There is only forgiveness. And love. Just that. It is enough.



The Boxer

drawing from Joanny's 17 June 2016

There is too much to write. Too much to off-load, unload onto the page. And it is early, before breakfast. I just thought I’d make a start. Begin. There is power in beginning Goethe said. I love this time. The quietness, the stillness. Quiet enough to hear the mewing of a cat done below.

I was walking through the Castle gardens yesterday morning. It must’ve been about 4.20 am. A man was coming towards me. He sees me and begins to bounce about on his feet, his arms raised, his hands as fists. Just like a boxer. A boxer preparing to spar. I continue to walk, steeling myself for an encounter. As I came closer he smiled and stopped punching the air. Sorry, he said, smiling. I was cold. Just trying to keep warm. Did I reply? I think I smiled, possibly said, it’s OK. He walked on, as did I. Great shoes, by the way, he shouted. I laughed. Thank you, I said, continuing to laugh all the way down Great Darkgate Street.

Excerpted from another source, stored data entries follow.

PR #354, opened 2019-08-02
fix(mobile-services): re-open streams after they automatically close

craicoverflow:
https://issues.jboss.org/browse/AEROGEAR-9668

`mobile-services.json` will stop updating after a number of minutes (30+). This is because of the `--min-request-timeout` flag in kube-apiserver. See https://kubernetes.io/docs/reference/command-line-tools-reference/kube-apiserver/.

This fix reopens the watch endpoint on each of the mobile services when the stream detects an endpoint getting closed.

## Verification

This is hard to verify since the Mobile Developer Console needs to be running uninterrupted for a long time before the watches close. I suggest you follow the steps below, but also leave it for another 30 minutes afterwards to see if it is still working.

1. Ensure MDC is running for a long time (> 40 minutes to be sure).
2. Create an app and try to bind Mobile Security.
3. Check `mobile-services.json`. It should be updated.

### DIFF
--- a/server/appServices.js
+++ b/server/appServices.js
@@ -68,35 +68,17 @@ function getServicesForApp(namespace, app, kubeclient) {
 async function updateAppsAndWatch(namespace, kubeclient) {
   updateAll(namespace, kubeclient).then(async () => {
     watchMobileClients(namespace, kubeclient);
-
-    const secretStream = await kubeclient.api.v1.watch.namespace(namespace).secrets.getObjectStream();
-    secretStream.on('data', event => {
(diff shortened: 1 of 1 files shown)


Boomatang:
I may have an issue with my set up but when I do the validation steps I first did a control run which fails.
1. Start MDC and login. (not letting MDC run for a long time)
2. Create an app and try to bind Mobile Security. The mobile security is running locally using the latest Mobile Security Service Operator
3. Check `mobile-services.json`. It should be updated. **There was no change to this file in the MDC on direct start up.**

You see there is nothing. There is nothing to fear.


Farmer’s Girl

Scan of love text tapestry (2)

Only a few stragglers left. A mere scattering this morning, some on the beach, some in the shelter. Lip Lickin’ Chicken was open. And a gaggle of seagulls were fighting and worrying over a discarded carton spotted with grease. Pier Pressure was also open. A girl and two boys were sitting on the shelf of the Prom, there legs hanging over the ledge, their bodies leaning into the railings. The girl was crying, one of the boys was trying to comfort her. She cried noisily. A young gull screeched insistently for its parent. Momentarily lost, abandoned, like a seven-year-old Japanese boy. Punished. To be punished. I told you so. A warning, rarely seen through, this time it was. He seems none the worse. A thumbs up in a picture in the paper.

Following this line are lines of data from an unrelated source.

PR #356, opened 2019-08-07
Change Mobile Client CRD api group

aliok:
JIRA: https://issues.jboss.org/browse/AEROGEAR-9691


aliok:
I see the version in package.json is not updated since long time, so I didn't touch it.
cc @craicoverflow

deploy/mobile-client-crd.yaml
```diff
@@ -1,9 +1,9 @@
 apiVersion: apiextensions.k8s.io/v1beta1
 kind: CustomResourceDefinition
 metadata:
-  name: mobileclients.mobile.k8s.io
+  name: mobileclients.mobile.mdc.aerogear.org
```
craicoverflow: This value should be `mobileclients.mdc.aerogear.org`. Otherwise the following error message is given when trying to create the CRD:

_The CustomResourceDefinition "mobileclients.mobile.mdc.aerogear.org" is invalid: metadata.name: Invalid value: "mobileclients.mobile.mdc.aerogear.org": must be spec.names.pl
ural+"."+spec.group"._

grdryn: Looking at the rest of this PR, I think the `.mobile` part should also be removed here.

i.e.

```
mobileclients.mdc.aerogear.org
```
rather than

```
mobileclients.mobile.mdc.aerogear.org
```

aliok: Thanks for the catch @craicoverflow @grdryn 
Pushed a new commit already

PR #364, opened 2019-08-08
Fixed Security issues

ziccardi:
## Motivation
Jira:

- https://issues.jboss.org/browse/AGMS-649
- https://issues.jboss.org/browse/AGMS-650
- https://issues.jboss.org/browse/AGMS-651


camilamacedo86:
doing the review.

src/components/build/BuildInformation.test.js
```diff
@@ -55,11 +55,11 @@ describe('BuildInformation', () => {
...
   });
 
-  describe('BuildDownload', () => {
-    it('should match previous snapshot', () => {
-      const BuildDownload = wrapper.find('BuildDownload');
-
-      expect(BuildDownload).toMatchSnapshot();
-    });
-  });
+  // describe('BuildDownload', () => {
```
craicoverflow: I think this block should be completely removed instead of just commented out.

camilamacedo86: 👍

ziccardi: The idea was to leave it there to be reintroduced in the future. However, since that page is not used anymore, probably it would be ok to remove it

PR #377, opened 2019-08-14
refactor: make anonymous function synchronous and remove unnecessary condition.

craicoverflow:
- Made function synchronous as it no longer needed to be async.
- Remove condition which prevented mobileclients from getting updated multiple times in parallel. The apps will still update fine without it.

## Verification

Last week was busier. Just after exams. Lots of singing. Kids in the sea. Skinny-dipping. Let it go, a group of them were singing, just by the clock tower, let it go. All together, reaching a crescendo that reverberated all the way down Great Darkgate Street. The theme song from Frozen, I think. I am not up to date. Separate.

The weather has been glorious. The man across the way mowed his lawn twice. They grow brown that family. Always in the garden.

We sit in our seat. I peel off my clothes and lift my face to the sun. A baby dragonfly settles on my naked shoulder. It stays.

Coffee at the University café. It’s convenient for work. She’s a chatterbox. I can hear her. He can’t get a word in edgeways. Non-stop. She is a good woman, clearly, who needs to talk, to pour it out. She’s going away, yes, in the autumn, yes, to Los Angeles and Las Vegas. Not her cup of tea. I’m a farmer’s girl, she says, a day out at Aberaeron is more my thing. And again, yesterday, he likes it there, bringing the stories home. Liz said it was hay fever, he says. Oh, I say. Yes, she says she has it now, caught it off her husband.

Getting ready. I feel a little distrait. I can’t start things. Winding-down. It will do me good. The space to think, away from the need to do. I must just succumb. Place myself in another’s hands. Yield.

He talked about the old country custom of sewing red speedwell into the lining of their coats. It was thought to bring good luck.

No sun today, just a milky stillness. Nice.